◆ **Exercise goal**: Copy out every line in the entries below that includes "actually".

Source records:
══════
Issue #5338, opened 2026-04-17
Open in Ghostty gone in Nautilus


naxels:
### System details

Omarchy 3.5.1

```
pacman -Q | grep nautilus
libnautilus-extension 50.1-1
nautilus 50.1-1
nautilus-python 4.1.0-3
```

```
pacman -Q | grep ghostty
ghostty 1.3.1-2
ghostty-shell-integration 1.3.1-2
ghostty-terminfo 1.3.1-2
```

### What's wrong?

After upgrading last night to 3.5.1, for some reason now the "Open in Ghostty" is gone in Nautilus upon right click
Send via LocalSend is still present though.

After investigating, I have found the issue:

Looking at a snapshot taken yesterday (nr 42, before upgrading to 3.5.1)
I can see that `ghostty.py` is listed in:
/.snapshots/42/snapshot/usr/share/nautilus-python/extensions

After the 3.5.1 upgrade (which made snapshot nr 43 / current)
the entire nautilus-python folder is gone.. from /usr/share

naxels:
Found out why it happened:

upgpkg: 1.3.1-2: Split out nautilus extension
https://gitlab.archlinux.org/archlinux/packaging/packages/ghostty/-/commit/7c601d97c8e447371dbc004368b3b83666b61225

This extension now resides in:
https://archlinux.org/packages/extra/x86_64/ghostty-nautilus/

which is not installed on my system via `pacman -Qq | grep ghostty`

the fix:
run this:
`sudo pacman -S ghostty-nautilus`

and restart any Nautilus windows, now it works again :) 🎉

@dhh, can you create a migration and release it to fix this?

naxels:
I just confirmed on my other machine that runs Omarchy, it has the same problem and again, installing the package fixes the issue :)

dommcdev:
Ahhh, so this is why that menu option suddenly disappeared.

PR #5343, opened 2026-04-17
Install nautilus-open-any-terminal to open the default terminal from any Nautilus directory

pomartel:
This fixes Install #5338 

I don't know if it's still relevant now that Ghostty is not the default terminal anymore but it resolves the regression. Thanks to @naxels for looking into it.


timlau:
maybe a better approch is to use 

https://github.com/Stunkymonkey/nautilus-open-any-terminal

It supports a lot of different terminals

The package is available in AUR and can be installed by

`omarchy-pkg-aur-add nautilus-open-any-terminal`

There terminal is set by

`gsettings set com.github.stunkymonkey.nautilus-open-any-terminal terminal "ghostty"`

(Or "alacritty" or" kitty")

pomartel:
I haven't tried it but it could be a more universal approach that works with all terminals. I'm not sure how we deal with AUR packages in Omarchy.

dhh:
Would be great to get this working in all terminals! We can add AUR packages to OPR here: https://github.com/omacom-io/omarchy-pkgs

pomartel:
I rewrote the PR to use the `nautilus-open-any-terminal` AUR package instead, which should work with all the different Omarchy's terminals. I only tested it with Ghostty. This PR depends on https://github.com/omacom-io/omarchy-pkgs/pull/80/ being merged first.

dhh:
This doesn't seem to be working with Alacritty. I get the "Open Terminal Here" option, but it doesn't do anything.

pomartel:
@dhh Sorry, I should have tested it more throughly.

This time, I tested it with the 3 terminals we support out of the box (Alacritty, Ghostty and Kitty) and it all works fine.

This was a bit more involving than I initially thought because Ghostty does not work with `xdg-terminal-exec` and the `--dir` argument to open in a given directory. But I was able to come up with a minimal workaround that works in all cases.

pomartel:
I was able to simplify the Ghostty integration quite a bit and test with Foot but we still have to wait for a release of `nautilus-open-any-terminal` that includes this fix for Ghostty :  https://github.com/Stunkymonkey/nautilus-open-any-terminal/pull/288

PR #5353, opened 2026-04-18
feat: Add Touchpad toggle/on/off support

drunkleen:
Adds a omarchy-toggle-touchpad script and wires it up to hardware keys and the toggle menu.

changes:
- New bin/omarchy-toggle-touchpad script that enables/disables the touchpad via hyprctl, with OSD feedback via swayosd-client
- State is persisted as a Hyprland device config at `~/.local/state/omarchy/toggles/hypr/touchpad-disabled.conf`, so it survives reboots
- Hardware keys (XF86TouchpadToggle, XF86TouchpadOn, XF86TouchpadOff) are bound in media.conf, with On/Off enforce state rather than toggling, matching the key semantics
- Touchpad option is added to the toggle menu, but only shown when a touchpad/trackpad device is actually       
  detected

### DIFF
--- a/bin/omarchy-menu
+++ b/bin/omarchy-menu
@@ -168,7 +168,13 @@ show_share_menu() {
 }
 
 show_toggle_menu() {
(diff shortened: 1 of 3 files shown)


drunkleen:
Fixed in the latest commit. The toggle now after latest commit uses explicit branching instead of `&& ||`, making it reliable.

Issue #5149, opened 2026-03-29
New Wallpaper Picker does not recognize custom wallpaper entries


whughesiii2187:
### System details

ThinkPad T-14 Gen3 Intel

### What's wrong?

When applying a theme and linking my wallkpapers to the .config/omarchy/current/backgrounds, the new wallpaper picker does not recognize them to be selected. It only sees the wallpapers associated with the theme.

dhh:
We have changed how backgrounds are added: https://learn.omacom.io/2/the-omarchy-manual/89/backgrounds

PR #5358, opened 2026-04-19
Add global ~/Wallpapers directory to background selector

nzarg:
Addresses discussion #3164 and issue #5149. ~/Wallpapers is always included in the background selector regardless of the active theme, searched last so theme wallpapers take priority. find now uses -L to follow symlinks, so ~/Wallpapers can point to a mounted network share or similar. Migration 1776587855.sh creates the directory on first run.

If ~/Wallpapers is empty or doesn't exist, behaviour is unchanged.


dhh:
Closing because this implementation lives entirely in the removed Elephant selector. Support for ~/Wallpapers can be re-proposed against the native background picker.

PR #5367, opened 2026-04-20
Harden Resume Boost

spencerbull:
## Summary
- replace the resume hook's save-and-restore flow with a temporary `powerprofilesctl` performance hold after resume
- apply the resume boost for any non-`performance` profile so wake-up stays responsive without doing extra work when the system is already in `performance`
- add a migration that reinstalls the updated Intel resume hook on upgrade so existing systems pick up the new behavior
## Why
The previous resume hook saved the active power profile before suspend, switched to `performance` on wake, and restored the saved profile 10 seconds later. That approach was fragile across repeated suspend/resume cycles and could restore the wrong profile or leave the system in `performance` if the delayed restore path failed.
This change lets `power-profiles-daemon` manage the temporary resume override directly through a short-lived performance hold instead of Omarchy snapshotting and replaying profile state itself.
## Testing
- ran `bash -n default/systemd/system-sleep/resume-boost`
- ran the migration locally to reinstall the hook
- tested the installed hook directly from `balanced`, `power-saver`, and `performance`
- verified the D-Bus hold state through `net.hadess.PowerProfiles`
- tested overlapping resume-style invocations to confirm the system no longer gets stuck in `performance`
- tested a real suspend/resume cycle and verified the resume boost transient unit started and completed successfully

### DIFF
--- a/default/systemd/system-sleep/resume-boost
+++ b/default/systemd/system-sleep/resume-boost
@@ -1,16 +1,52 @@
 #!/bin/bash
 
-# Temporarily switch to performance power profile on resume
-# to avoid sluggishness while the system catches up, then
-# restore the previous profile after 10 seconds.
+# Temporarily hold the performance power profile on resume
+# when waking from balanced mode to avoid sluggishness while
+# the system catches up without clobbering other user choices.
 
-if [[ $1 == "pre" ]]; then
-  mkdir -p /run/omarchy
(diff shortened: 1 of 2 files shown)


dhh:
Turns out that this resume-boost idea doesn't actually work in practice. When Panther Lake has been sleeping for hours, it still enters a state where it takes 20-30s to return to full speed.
══════
◆ **Written solution**:
- Touchpad option is added to the toggle menu, but only shown when a touchpad/trackpad device is actually       
Turns out that this resume-boost idea doesn't actually work in practice. When Panther Lake has been sleeping for hours, it still enters a state where it takes 20-30s to return to full speed.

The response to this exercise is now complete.